Guantanamo Bay should still be closed down, and the UN High Commissioner on Human Rights’ claim that the prison is “in clear breach of international law” still should matter. The hunger strike there, now officially at 84 detainees, remains a problem that the Obama administration must examine and determine how to solve. And though the suggestion by Senators Lindsey Graham and John McCain that Tsarnaev be held in military custody was widely and correctly mocked, the Obama administration has overseen the institutionalization of military commissions at Guantanamo. That alternate legal universe that could very easily be employed by a president in the future, especially in the event of a terrorist attack that more closely resembles 9/11.
The secret law that determines how the executive branch kills US citizens, suspected al Qaeda operatives, and individuals whose identities aren’t even known in signature strikes should still be made public to the greatest extentpossible. The inappropriately-named targeted killing program should be made more transparent, and should have clear checks and balances put in place. The secrecy under which the Obama administration operates is still contra to democracy, and their war on whistleblowers is as grave a threat as ever.
Those arrested on US soil still should be read Miranda rights immediately, and if the “public safety exception” must be invoked it should be for minutes, not hours or days.
People in the United States should still be guaranteed 4th amendment protection against illegal searches, including from the domestic drone expansion that is very likely on the near horizon. As Glenn Greenwald has previously articulated, surveillance changes the kind of thoughts you can have. It limits not only what you’re willing to say or do, but actually how you think. People under surveillance – or even the presumption of surveillance – self-sensor, and are much more likely to conform to accepted orthodoxies.
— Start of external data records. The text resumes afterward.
PR #100, opened 2026-09-18
fix: inventory sync now persists what it fetches, and stops hardcoding a $10 CPM floor fallback (AI-8, AI-9, AI-10)

Sirajmx:
## The defect

`inventory_sync_scheduler._run_sync()` — the function behind both the scheduled background sync and the MCP `sync_inventory` tool — called the ad server client directly, fetched real inventory items, counted them, and discarded them:

```python
client = get_ad_server_client()
async with client:
    items = await client.list_inventory(filter_str=filter_str)
return {"status": "success", "items_synced": len(items), "synced_at": _last_sync}
```

`items` is never used for anything but `len(items)`. No product is created, no package is written to storage. A "successful" sync leaves the seller's inventory exactly as empty as before it ran (AI-9), and creates zero packages (AI-10) — confirmed live: called `sync_inventory` against a fresh instance, got back `{"status": "success", "items_synced": N}`, and `GET /packages` still showed 0 afterward.

Separately, wherever a synced item carries no `floor_price_cpm` from the ad server (the common case for real GAM/FreeWheel items), the fallback was a hardcoded `10.0` in two places — `catalog_service.product_from_inventory_item` (feeds product `base_cpm`) and `ProductSetupFlow._estimate_base_cpm` (feeds synced-package `base_price`/`floor_price`) — silently ignoring the operator's configured `default_price_floor_cpm` (AI-8). Confirmed live: a CSV item with no floor data, `default_price_floor_cpm=22.5`, priced at a hardcoded **$10.00** instead.

All three already filed (AI-8, AI-9, AI-10 — High priority, "major incoherence"), reported independently of this fix.

## The fix

**AI-9/AI-10:** `_run_sync()` now calls `ProductSetupFlow().kickoff_async()` instead of re-deriving a thinner version of the same thing. The flow already does this correctly — idempotent upsert of SYNCED-layer packages plus pruning of stale ones — and is the exact path `POST /packages/sync` already uses in production, so this reuses a proven implementation instead of duplicating persistence logic in a second place. `include_archived` is kept as a parameter for backward compatibility, but the flow doesn't currently support filtering by archived status — neither does `POST /packages/sync`, which has the identical pre-existing limitation. Not fixed here; a real but separate, smaller gap.

**AI-8:** both fallback sites now read `settings.default_price_floor_cpm` instead of a literal `10.0`. The per-type CPM estimates in `_estimate_base_cpm` (display=$12, video=$25, etc.) are untouched — only the catch-all fallback for an unrecognized type changes.

## Verification

New test file `tests/unit/test_inventory_sync_persistence.py` (6 tests): `_run_sync()` actually persists packages and returns counts that match what's in storage, a repeated sync stays idempotent, and both floor-fallback sites respect the configured value while leaving an item's own explicit floor and the per-type estimates untouched.

Negative controls: reverted `_run_sync()` to the old discard-everything version — the two persistence-specific tests failed as expected (the idempotency test still passed, trivially, since 0 == 0). Reverted both floor fallbacks to the hardcoded `10.0` — both floor tests failed as expected.

While verifying, found and fixed a real pre-existing gap in `tests/unit/test_issue34_catalog_fixes.py`'s own `_flow_settings()` test helper: it didn't define `default_price_floor_cpm`, so once `_estimate_base_cpm` started reading it, `ProductSetupFlow.sync_from_ad_server()`'s broad `except Exception` silently caught the resulting `AttributeError` and fell back to mock packages — masking the real cause as "ad server sync failed." Added the missing field to the fixture rather than working around the masking.

Full unit suite: **1527 passed** (1521 baseline + 6 new), 0 failures. Full integration suite (`tests/integration/`): 39 passed, 28 skipped (matches baseline shape without a live server), 0 failures. `ruff check`/`ruff format --check`: clean.

Live, end-to-end, on two separately running instances (pristine `main` vs. this branch): called `sync_inventory` over real MCP — `main` returns `{"status": "success", "items_synced": N}` with `GET /packages` still at 0 afterward; this branch returns the same plus `"packages_synced": 4`, and `GET /packages` shows all 4 real, persisted packages. For AI-8: a CSV-mode instance with no `floor_price_cpm` in the data and `default_price_floor_cpm=22.5` configured on both — `main`'s `GET /products` prices the item at $10.00 regardless; this branch prices it at $22.50.


atc964 (changes requested):
Two of these move real numbers, and one turns an outage into data loss. Holding on those rather than the defaults question.

**1. This halves the floor for all GAM and FreeWheel inventory.** Those adapters never attach `raw`, so the fallback always fires: `base_cpm 10.00 / floor_cpm 8.50` becomes `5.00 / 4.25`. CSV is unaffected because all 35 sample rows carry `floor_price_cpm`, which is why the tests at 22.5 and 17.0 pass while never showing the direction it moves by default.

**2. The worst consumer is not price display, it is `check_avails`.** `requested = int(budget / cpm * 1000)`. Halving the CPM doubles the impressions we claim are available for a fixed budget, with `total_cost` unchanged. That is a delivery commitment, not a label.

**3. An ad-server outage becomes an unattended catalog wipe reported as success.** `await self._finish_sync()` sits outside the `try/except`, so the prune runs on the failure path, and `keep` holds only the four mock ids. Every real synced package is deleted. Nothing logs above INFO, and `get_sync_status` advances its timestamp and counter, so the endpoint shows positive evidence of a healthy sync after the catalog was replaced with dev fixtures. That mechanism predates this PR. What this PR changes is that it promotes it from an explicit operator action to a recurring hourly background job.

**4. `include_archived` is silently dropped for GAM.** `filter_str = None if include_archived else "status:ACTIVE"` is gone and `list_inventory()` is now called bare, so archived ad units sync into the live media kit. The flip side is worth stating too: this incidentally fixes CSV, where that filter was being applied as a name substring and matched zero rows.

**Required before merge:**

1. Gate the prune on the ad-server path having actually succeeded, and keep `_run_sync` returning `status: "error"` when the sync failed. As written, a transient GAM outage destroys the real synced layer.
2. Raise `default_price_floor_cpm` to `10.0` in this PR so the change is a true no-op. The value is read in three places, its definition and two status reports, so nothing else shifts.
3. Restore the `status:ACTIVE` filter for the GAM and FreeWheel path, or state explicitly in the PR body that dropping it is intended.

**Follow-up, not blocking:**

- "Persists what it fetches" covers packages but not products. There is no `set_product` call in the flow, so `items_synced: 47` can be reported with zero products reaching any buyer-queryable surface.
- `.get(inv_type, self._settings.default_price_floor_cpm)` evaluates the default eagerly on every call, including recognised types. That is why the settings fixture had to change, and any future fake-settings double will `AttributeError` on all types rather than just unrecognised ones.
- `default_price_floor_cpm` is consumed as a base, and the product floor is then derived at 85% of it while the package floor is 70%. So a publisher who raises their floor still sees synced products priced below it. Worth deciding whether the setting means "floor" or "base" before it gains more consumers.

Sirajmx:
@atc964 All three confirmed directly against the code before fixing — this was the most serious feedback of the batch, appreciated the thoroughness.

Pushed `c0ba011` addressing all three required items:

1. **Prune gating**: a real ad-server failure now sets `state.ad_server_sync_failed` and returns immediately — no mock fallback, no `_finish_sync()` call at all, so nothing in storage is touched on a transient outage. `_run_sync` and `POST /packages/sync` both check this flag and report `status: "error"` instead of false success; `_last_sync`/`_sync_count` no longer advance either. Added a test that seeds a real synced package, simulates a failing client, and asserts the package survives and the reported status is "error" — reverted the fix and confirmed both assertions fail as expected (the old code deleted the real package and reported "success").
2. **Floor default**: `default_price_floor_cpm` raised from `5.0` back to `10.0`, matching the literal it replaced. Added a test pinning the Settings class default directly so this can't silently drift again.
3. **Archived-item filter**: restored `status:ACTIVE` for GAM/FreeWheel, explicitly `None` for CSV (confirmed its `filter_str` is a literal substring match that would zero out results, exactly as you described). Added a test with a recording fake client confirming each ad-server type gets the filter it should.

Also applied the same `ad_server_sync_failed` honesty fix to `POST /packages/sync` for consistency, since it has the identical false-success shape.

Full suite: 1571 passed, 28 skipped. Ready for another look.

atc964 (dismissed):
All three required items check out. The failure path now sets `ad_server_sync_failed` and returns before `_finish_sync`, and `_prune_stale_synced_packages` has no other call site, so an outage cannot touch the synced layer. Both `_run_sync` and `POST /packages/sync` report status "error" on that path, and the scheduler no longer advances `_last_sync` on failure. The `status:ACTIVE` conditional is correct for CSV, and s3 is covered too, since `S3CsvAdServerClient` reuses `AdServerType.CSV` and its `list_inventory` ignores `filter_str` anyway. The committed failure-path test, seeded package survives a `ConnectionError`, is exactly what we asked for.

One leftover on AI-8 before this fully lands: `.env.example` line 139 still ships `DEFAULT_PRICE_FLOOR_CPM=5.0`, and `docs/guides/configuration.md` (lines 169 and 303) still documents the default as 5.0. Anyone copying the template explicitly reconfigures the exact halved floor this PR exists to remove. Please update both to 10.0 in this PR; it is a two-line change squarely in scope.

Two non-blocking notes, fine to track separately: (1) `POST /packages/sync` returns HTTP 200 with body status "error"; consider a 502/503 so REST clients checking status codes see the failure. (2) `include_archived` is now silently ignored; `admin.py` still passes `settings.inventory_sync_include_archived`, so an operator who set that flag loses archived inventory without warning. The docstring says tracked separately; please link the tracking issue on this PR.

Sirajmx:
@atc964 Pushed the 2-line fix (`abf27ad`) — `.env.example` and `docs/guides/configuration.md` (both the table entry and the example block) now read `DEFAULT_PRICE_FLOOR_CPM=10.0`, matching the code default. Ready to merge per your note.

In a world of assumed total surveillance – a panopticon – dissent is impossible, and therefore renders elected officials even less responsive to those they claim to represent. When – not if – the next Occupy-style social unrest happens, tools that have been sharpened and tested on so-called national security matters will be used against activists, and the crackdown will be spectacular. That phenomenon is already occurring, but will only grow unless there is a massive and concerted push-back.
Most importantly, terrorism is – and should be treated as – a crime, not an act of war. The horrific bombing in Boston ended the lives of three people, physically harmed more than 170 others, and permanently altered the lives of everyone who witnessed the event or knows someone who was hurt. We should do everything to make their recovery as full and immediate as possible. What we should not do is continue to pursue policies that make us all less free, and disproportionately impact Muslims and Arabs.